*Action item:* For each line below, print it again exactly as shown.

*Data provided:*
PR #577, opened 2018-04-01
WIP: Pooled IO objects.

johnou:
180% increase in throughput using pooled Output objects with default buffer size of 4096.

```
Benchmark                       (bufferSize)   Mode  Cnt        Score        Error  Units
KryoIOPoolTest.testOutput                1024  thrpt   40  4175474.459 ± 143755.009  ops/s
KryoIOPoolTest.testOutput                4096  thrpt   40  2371639.643 ±  73842.631  ops/s
KryoIOPoolTest.testPooledOutput          1024  thrpt   40  6643300.248 ± 217470.355  ops/s
KryoIOPoolTest.testPooledOutput          4096  thrpt   40  6653441.255 ± 266002.330  ops/s
```

```
Benchmark                       (bufferSize)   Mode  Cnt        Score       Error  Units
KryoIOPoolTest.testInput                1024  thrpt   40  1087908.503 ± 20258.313  ops/s
KryoIOPoolTest.testInput                4096  thrpt   40   898640.372 ±  7628.268  ops/s
KryoIOPoolTest.testPooledInput          1024  thrpt   40  1194824.270 ± 14490.884  ops/s
KryoIOPoolTest.testPooledInput          4096  thrpt   40  1321546.126 ± 67599.732  ops/s
```

### DIFF
--- a/src/com/esotericsoftware/kryo/pool/KryoIOPoolQueueImpl.java
+++ b/src/com/esotericsoftware/kryo/pool/KryoIOPoolQueueImpl.java
@@ -1,0 +1,57 @@
+/* Copyright (c) 2008, Nathan Sweet
+ * All rights reserved.
+ *
+ * Redistribution and use in source and binary forms, with or without modification, are permitted provided that the following
+ * conditions are met:
+ *
+ * - Redistributions of source code must retain the above copyright notice, this list of conditions and the following disclaimer.
+ * - Redistributions in binary form must reproduce the above copyright notice, this list of conditions and the following
+ * disclaimer in the documentation and/or other materials provided with the distribution.
+ * - Neither the name of Esoteric Software nor the names of its contributors may be used to endorse or promote products derived
+ * from this software without specific prior written permission.
+ *
+ * THIS SOFTWARE IS PROVIDED BY THE COPYRIGHT HOLDERS AND CONTRIBUTORS "AS IS" AND ANY EXPRESS OR IMPLIED WARRANTIES, INCLUDING,
+ * BUT NOT LIMITED TO, THE IMPLIED WARRANTIES OF MERCHANTABILITY AND FITNESS FOR A PARTICULAR PURPOSE ARE DISCLAIMED. IN NO EVENT
+ * SHALL THE COPYRIGHT HOLDER OR CONTRIBUTORS BE LIABLE FOR ANY DIRECT, INDIRECT, INCIDENTAL, SPECIAL, EXEMPLARY, OR CONSEQUENTIAL
+ * DAMAGES (INCLUDING, BUT NOT LIMITED TO, PROCUREMENT OF SUBSTITUTE GOODS OR SERVICES; LOSS OF USE, DATA, OR PROFITS; OR BUSINESS
+ * INTERRUPTION) HOWEVER CAUSED AND ON ANY THEORY OF LIABILITY, WHETHER IN CONTRACT, STRICT LIABILITY, OR TORT (INCLUDING
+ * NEGLIGENCE OR OTHERWISE) ARISING IN ANY WAY OUT OF THE USE OF THIS SOFTWARE, EVEN IF ADVISED OF THE POSSIBILITY OF SUCH DAMAGE. */
+
+package com.esotericsoftware.kryo.pool;
+
+import java.util.Queue;
+
+/** A simple {@link Queue} based pool.
+ *
+ * @author Johno Crawford (johno.crawford@gmail.com) */
+abstract class KryoIOPoolQueueImpl<T> {
+
+    private final Queue<T> queue;
+
+    KryoIOPoolQueueImpl(Queue<T> queue) {
+        this.queue = queue;
+    }
+
+    private T borrow(final int bufferSize) {
+        final T element = queue.poll();
+        if (element != null) {
+            return element;
+        }
+        return create(bufferSize);
+    }
+
+    protected abstract T create(final int bufferSize);
+
+    protected void release(final T element) {
+        queue.offer(element);
+    }
+
+    public <R> R run(final KryoIOCallback<T, R> callback, final int bufferSize) {
+        final T element = borrow(bufferSize);
+        try {
+            return callback.apply(element);
+        } finally {
+            release(element);
+        }
+    }
+}
--- a/src/com/esotericsoftware/kryo/pool/KryoInputPool.java
+++ b/src/com/esotericsoftware/kryo/pool/KryoInputPool.java
@@ -1,0 +1,62 @@
+/* Copyright (c) 2008, Nathan Sweet
+ * All rights reserved.
+ *
+ * Redistribution and use in source and binary forms, with or without modification, are permitted provided that the following
+ * conditions are met:
+ *
+ * - Redistributions of source code must retain the above copyright notice, this list of conditions and the following disclaimer.
+ * - Redistributions in binary form must reproduce the above copyright notice, this list of conditions and the following
+ * disclaimer in the documentation and/or other materials provided with the distribution.
+ * - Neither the name of Esoteric Software nor the names of its contributors may be used to endorse or promote products derived
+ * from this software without specific prior written permission.
+ *
+ * THIS SOFTWARE IS PROVIDED BY THE COPYRIGHT HOLDERS AND CONTRIBUTORS "AS IS" AND ANY EXPRESS OR IMPLIED WARRANTIES, INCLUDING,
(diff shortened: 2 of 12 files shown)


src/com/esotericsoftware/kryo/pool/KryoIOPoolQueueImpl.java
```diff
@@ -0,0 +1,59 @@
...
+            return element;
+        }
+        return create(bufferSize);
+    }
+
+    protected T create(final int bufferSize) {
+        throw new UnsupportedOperationException("Not implemented");
+    }
+
+    protected void recycle(final T element) {
```
magro: Naming: rename to "release" to be consistent with KryoPool?

src/com/esotericsoftware/kryo/pool/KryoIOPoolQueueImpl.java
```diff
@@ -0,0 +1,59 @@
...
+
+    private T borrow(final int bufferSize) {
+        final T element = queue.poll();
+        if (element != null) {
+            return element;
+        }
+        return create(bufferSize);
+    }
+
+    protected T create(final int bufferSize) {
```
magro: As I understand it, there must be a subclass which provides an implementation. Maybe this class here and this method should be abstract then?

src/com/esotericsoftware/kryo/pool/KryoInputPool.java
```diff
@@ -0,0 +1,67 @@
...
+        private boolean softReferences;
+
+        /** Use {@link SoftReference}s for pooled {@link Kryo} instances, so that instances may be garbage collected when there's
+         * memory demand (by default disabled). */
+        public KryoInputPool.Builder softReferences() {
+            softReferences = true;
+            return this;
+        }
+
+        public KryoInputPool.Builder setMinBufferSize(int minBufferSize) {
```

*Your solution:*
PR #577, opened 2018-04-01
WIP: Pooled IO objects.

johnou:
180% increase in throughput using pooled Output objects with default buffer size of 4096.

```
Benchmark                       (bufferSize)   Mode  Cnt        Score        Error  Units
KryoIOPoolTest.testOutput                1024  thrpt   40  4175474.459 ± 143755.009  ops/s
KryoIOPoolTest.testOutput                4096  thrpt   40  2371639.643 ±  73842.631  ops/s
KryoIOPoolTest.testPooledOutput          1024  thrpt   40  6643300.248 ± 217470.355  ops/s
KryoIOPoolTest.testPooledOutput          4096  thrpt   40  6653441.255 ± 266002.330  ops/s
```

```
Benchmark                       (bufferSize)   Mode  Cnt        Score       Error  Units
KryoIOPoolTest.testInput                1024  thrpt   40  1087908.503 ± 20258.313  ops/s
KryoIOPoolTest.testInput                4096  thrpt   40   898640.372 ±  7628.268  ops/s
KryoIOPoolTest.testPooledInput          1024  thrpt   40  1194824.270 ± 14490.884  ops/s
KryoIOPoolTest.testPooledInput          4096  thrpt   40  1321546.126 ± 67599.732  ops/s
```

### DIFF
--- a/src/com/esotericsoftware/kryo/pool/KryoIOPoolQueueImpl.java
+++ b/src/com/esotericsoftware/kryo/pool/KryoIOPoolQueueImpl.java
@@ -1,0 +1,57 @@
+/* Copyright (c) 2008, Nathan Sweet
+ * All rights reserved.
+ *
+ * Redistribution and use in source and binary forms, with or without modification, are permitted provided that the following
+ * conditions are met:
+ *
+ * - Redistributions of source code must retain the above copyright notice, this list of conditions and the following disclaimer.
+ * - Redistributions in binary form must reproduce the above copyright notice, this list of conditions and the following
+ * disclaimer in the documentation and/or other materials provided with the distribution.
+ * - Neither the name of Esoteric Software nor the names of its contributors may be used to endorse or promote products derived
+ * from this software without specific prior written permission.
+ *
+ * THIS SOFTWARE IS PROVIDED BY THE COPYRIGHT HOLDERS AND CONTRIBUTORS "AS IS" AND ANY EXPRESS OR IMPLIED WARRANTIES, INCLUDING,
+ * BUT NOT LIMITED TO, THE IMPLIED WARRANTIES OF MERCHANTABILITY AND FITNESS FOR A PARTICULAR PURPOSE ARE DISCLAIMED. IN NO EVENT
+ * SHALL THE COPYRIGHT HOLDER OR CONTRIBUTORS BE LIABLE FOR ANY DIRECT, INDIRECT, INCIDENTAL, SPECIAL, EXEMPLARY, OR CONSEQUENTIAL
+ * DAMAGES (INCLUDING, BUT NOT LIMITED TO, PROCUREMENT OF SUBSTITUTE GOODS OR SERVICES; LOSS OF USE, DATA, OR PROFITS; OR BUSINESS
+ * INTERRUPTION) HOWEVER CAUSED AND ON ANY THEORY OF LIABILITY, WHETHER IN CONTRACT, STRICT LIABILITY, OR TORT (INCLUDING
+ * NEGLIGENCE OR OTHERWISE) ARISING IN ANY WAY OUT OF THE USE OF THIS SOFTWARE, EVEN IF ADVISED OF THE POSSIBILITY OF SUCH DAMAGE. */
+
+package com.esotericsoftware.kryo.pool;
+
+import java.util.Queue;
+
+/** A simple {@link Queue} based pool.
+ *
+ * @author Johno Crawford (johno.crawford@gmail.com) */
+abstract class KryoIOPoolQueueImpl<T> {
+
+    private final Queue<T> queue;
+
+    KryoIOPoolQueueImpl(Queue<T> queue) {
+        this.queue = queue;
+    }
+
+    private T borrow(final int bufferSize) {
+        final T element = queue.poll();
+        if (element != null) {
+            return element;
+        }
+        return create(bufferSize);
+    }
+
+    protected abstract T create(final int bufferSize);
+
+    protected void release(final T element) {
+        queue.offer(element);
+    }
+
+    public <R> R run(final KryoIOCallback<T, R> callback, final int bufferSize) {
+        final T element = borrow(bufferSize);
+        try {
+            return callback.apply(element);
+        } finally {
+            release(element);
+        }
+    }
+}
--- a/src/com/esotericsoftware/kryo/pool/KryoInputPool.java
+++ b/src/com/esotericsoftware/kryo/pool/KryoInputPool.java
@@ -1,0 +1,62 @@
+/* Copyright (c) 2008, Nathan Sweet
+ * All rights reserved.
+ *
+ * Redistribution and use in source and binary forms, with or without modification, are permitted provided that the following
+ * conditions are met:
+ *
+ * - Redistributions of source code must retain the above copyright notice, this list of conditions and the following disclaimer.
+ * - Redistributions in binary form must reproduce the above copyright notice, this list of conditions and the following
+ * disclaimer in the documentation and/or other materials provided with the distribution.
+ * - Neither the name of Esoteric Software nor the names of its contributors may be used to endorse or promote products derived
+ * from this software without specific prior written permission.
+ *
+ * THIS SOFTWARE IS PROVIDED BY THE COPYRIGHT HOLDERS AND CONTRIBUTORS "AS IS" AND ANY EXPRESS OR IMPLIED WARRANTIES, INCLUDING,
(diff shortened: 2 of 12 files shown)


src/com/esotericsoftware/kryo/pool/KryoIOPoolQueueImpl.java
```diff
@@ -0,0 +1,59 @@
...
+            return element;
+        }
+        return create(bufferSize);
+    }
+
+    protected T create(final int bufferSize) {
+        throw new UnsupportedOperationException("Not implemented");
+    }
+
+    protected void recycle(final T element) {
```
magro: Naming: rename to "release" to be consistent with KryoPool?

src/com/esotericsoftware/kryo/pool/KryoIOPoolQueueImpl.java
```diff
@@ -0,0 +1,59 @@
...
+
+    private T borrow(final int bufferSize) {
+        final T element = queue.poll();
+        if (element != null) {
+            return element;
+        }
+        return create(bufferSize);
+    }
+
+    protected T create(final int bufferSize) {
```
magro: As I understand it, there must be a subclass which provides an implementation. Maybe this class here and this method should be abstract then?

src/com/esotericsoftware/kryo/pool/KryoInputPool.java
```diff
@@ -0,0 +1,67 @@
...
+        private boolean softReferences;
+
+        /** Use {@link SoftReference}s for pooled {@link Kryo} instances, so that instances may be garbage collected when there's
+         * memory demand (by default disabled). */
+        public KryoInputPool.Builder softReferences() {
+            softReferences = true;
+            return this;
+        }
+
+        public KryoInputPool.Builder setMinBufferSize(int minBufferSize) {
```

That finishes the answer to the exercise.